■ **WORK REQUIRED**
Your task is to copy every line below that contains the word "naming".
====== DATA FOR REVIEW ======
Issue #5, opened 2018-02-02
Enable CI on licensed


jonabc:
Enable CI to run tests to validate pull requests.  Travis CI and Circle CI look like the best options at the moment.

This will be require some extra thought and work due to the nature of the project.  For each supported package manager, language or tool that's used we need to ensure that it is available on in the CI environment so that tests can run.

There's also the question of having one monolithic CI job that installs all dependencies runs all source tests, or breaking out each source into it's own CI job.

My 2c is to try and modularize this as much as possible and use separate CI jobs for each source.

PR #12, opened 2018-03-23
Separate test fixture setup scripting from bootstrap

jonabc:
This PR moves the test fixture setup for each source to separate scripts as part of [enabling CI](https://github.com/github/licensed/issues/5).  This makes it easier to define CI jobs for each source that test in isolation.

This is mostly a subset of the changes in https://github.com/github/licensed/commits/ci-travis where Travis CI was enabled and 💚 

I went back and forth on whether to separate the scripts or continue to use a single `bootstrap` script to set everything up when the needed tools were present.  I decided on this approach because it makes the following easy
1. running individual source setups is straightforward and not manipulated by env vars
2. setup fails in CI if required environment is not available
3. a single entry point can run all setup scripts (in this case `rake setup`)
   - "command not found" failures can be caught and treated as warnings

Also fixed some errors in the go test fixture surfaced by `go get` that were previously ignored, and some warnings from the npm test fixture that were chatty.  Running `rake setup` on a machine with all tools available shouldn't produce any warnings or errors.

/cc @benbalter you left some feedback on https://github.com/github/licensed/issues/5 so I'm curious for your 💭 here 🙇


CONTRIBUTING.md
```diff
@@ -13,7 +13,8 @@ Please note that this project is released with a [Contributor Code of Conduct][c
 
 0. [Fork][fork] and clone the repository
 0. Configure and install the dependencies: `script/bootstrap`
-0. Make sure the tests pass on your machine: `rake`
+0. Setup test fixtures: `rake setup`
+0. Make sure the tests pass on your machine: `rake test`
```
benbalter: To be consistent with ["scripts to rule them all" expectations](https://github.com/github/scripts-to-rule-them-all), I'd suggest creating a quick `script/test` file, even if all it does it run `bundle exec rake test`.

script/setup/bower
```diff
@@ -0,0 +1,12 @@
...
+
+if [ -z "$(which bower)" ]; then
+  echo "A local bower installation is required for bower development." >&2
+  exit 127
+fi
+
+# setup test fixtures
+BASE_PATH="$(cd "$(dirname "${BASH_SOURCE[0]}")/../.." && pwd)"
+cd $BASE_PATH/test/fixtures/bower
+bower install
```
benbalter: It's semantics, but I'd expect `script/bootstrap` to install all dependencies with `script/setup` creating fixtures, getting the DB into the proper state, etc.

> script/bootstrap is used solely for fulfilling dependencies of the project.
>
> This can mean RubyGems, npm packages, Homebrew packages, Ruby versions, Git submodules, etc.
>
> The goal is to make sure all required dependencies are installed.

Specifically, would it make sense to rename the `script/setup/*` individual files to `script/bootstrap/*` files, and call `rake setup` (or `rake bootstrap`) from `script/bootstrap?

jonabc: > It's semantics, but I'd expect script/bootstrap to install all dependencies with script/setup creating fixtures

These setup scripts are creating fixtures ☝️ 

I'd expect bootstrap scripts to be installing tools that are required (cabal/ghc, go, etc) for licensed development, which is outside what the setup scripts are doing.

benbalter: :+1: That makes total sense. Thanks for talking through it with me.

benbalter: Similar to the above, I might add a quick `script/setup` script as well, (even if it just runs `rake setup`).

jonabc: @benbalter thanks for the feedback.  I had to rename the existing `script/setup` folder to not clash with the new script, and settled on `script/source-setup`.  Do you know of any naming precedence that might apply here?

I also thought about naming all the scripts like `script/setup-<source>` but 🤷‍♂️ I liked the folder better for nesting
======
====== DATA FOR REVIEW ======
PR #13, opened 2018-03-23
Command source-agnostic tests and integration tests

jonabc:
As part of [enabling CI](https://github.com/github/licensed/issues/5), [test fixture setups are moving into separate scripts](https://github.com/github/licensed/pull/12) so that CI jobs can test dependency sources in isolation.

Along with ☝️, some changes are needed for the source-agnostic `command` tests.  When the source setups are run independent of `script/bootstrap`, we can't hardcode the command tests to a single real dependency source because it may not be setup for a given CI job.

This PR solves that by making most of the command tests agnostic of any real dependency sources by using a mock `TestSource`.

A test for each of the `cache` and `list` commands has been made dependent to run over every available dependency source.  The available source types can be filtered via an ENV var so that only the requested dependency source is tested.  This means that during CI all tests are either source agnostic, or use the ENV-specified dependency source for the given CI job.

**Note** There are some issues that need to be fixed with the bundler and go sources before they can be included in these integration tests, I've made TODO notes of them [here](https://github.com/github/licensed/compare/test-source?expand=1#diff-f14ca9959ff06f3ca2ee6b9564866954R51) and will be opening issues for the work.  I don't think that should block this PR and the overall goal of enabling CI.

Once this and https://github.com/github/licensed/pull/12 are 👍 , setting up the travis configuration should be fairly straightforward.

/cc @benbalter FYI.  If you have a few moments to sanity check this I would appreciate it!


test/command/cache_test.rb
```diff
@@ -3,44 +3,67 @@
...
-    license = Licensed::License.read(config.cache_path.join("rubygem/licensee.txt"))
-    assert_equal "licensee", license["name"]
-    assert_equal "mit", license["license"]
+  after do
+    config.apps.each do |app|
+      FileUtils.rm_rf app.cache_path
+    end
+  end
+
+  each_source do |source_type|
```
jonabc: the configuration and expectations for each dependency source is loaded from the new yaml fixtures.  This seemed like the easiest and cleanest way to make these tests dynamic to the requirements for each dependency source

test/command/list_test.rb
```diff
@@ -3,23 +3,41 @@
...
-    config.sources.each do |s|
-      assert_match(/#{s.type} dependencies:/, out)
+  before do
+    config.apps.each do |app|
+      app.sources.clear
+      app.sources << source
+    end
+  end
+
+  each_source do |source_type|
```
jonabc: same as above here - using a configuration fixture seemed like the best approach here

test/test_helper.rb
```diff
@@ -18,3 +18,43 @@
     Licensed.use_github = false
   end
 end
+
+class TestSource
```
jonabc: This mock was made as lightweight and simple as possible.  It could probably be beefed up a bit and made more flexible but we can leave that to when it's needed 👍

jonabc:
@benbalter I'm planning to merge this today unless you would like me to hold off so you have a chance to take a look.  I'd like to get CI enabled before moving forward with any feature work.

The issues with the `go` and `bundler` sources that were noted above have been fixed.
======
■ **TASK RESPONSE**
jonabc: @benbalter thanks for the feedback.  I had to rename the existing `script/setup` folder to not clash with the new script, and settled on `script/source-setup`.  Do you know of any naming precedence that might apply here?
I also thought about naming all the scripts like `script/setup-<source>` but 🤷‍♂️ I liked the folder better for nesting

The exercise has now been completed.